• [DIRECTIONS FOR THIS TASK]: What the task needs is the data below, written out verbatim.

• [SUPPLIED ENTRIES]:
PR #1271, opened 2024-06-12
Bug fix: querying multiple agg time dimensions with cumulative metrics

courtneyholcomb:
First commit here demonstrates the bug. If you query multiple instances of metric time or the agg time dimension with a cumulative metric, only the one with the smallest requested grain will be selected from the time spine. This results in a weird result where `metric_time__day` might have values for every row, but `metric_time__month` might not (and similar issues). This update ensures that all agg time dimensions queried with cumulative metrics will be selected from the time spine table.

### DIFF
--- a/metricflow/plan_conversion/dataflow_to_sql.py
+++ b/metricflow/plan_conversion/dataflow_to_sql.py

• [RESULT OF THIS TASK]:
PR #1271, opened 2024-06-12
Bug fix: querying multiple agg time dimensions with cumulative metrics

courtneyholcomb:
First commit here demonstrates the bug. If you query multiple instances of metric time or the agg time dimension with a cumulative metric, only the one with the smallest requested grain will be selected from the time spine. This results in a weird result where `metric_time__day` might have values for every row, but `metric_time__month` might not (and similar issues). This update ensures that all agg time dimensions queried with cumulative metrics will be selected from the time spine table.

### DIFF
--- a/metricflow/plan_conversion/dataflow_to_sql.py
+++ b/metricflow/plan_conversion/dataflow_to_sql.py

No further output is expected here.